PR #3493, opened 2022-04-24
Fix label of issue template

himkt:
Issue template for documentation was introduced in https://github.com/optuna/optuna/pull/3169.
`labels` specification is not correct, i.e. `labels` is `documentation` but the label in our GitHub issue is `document`.


HideakiImamura (approved):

**What this task involves:** Quote the data in full, keeping each word unchanged.

**Response box:**
PR #3493, opened 2022-04-24
Fix label of issue template

himkt:
Issue template for documentation was introduced in https://github.com/optuna/optuna/pull/3169.
`labels` specification is not correct, i.e. `labels` is `documentation` but the label in our GitHub issue is `document`.


HideakiImamura (approved):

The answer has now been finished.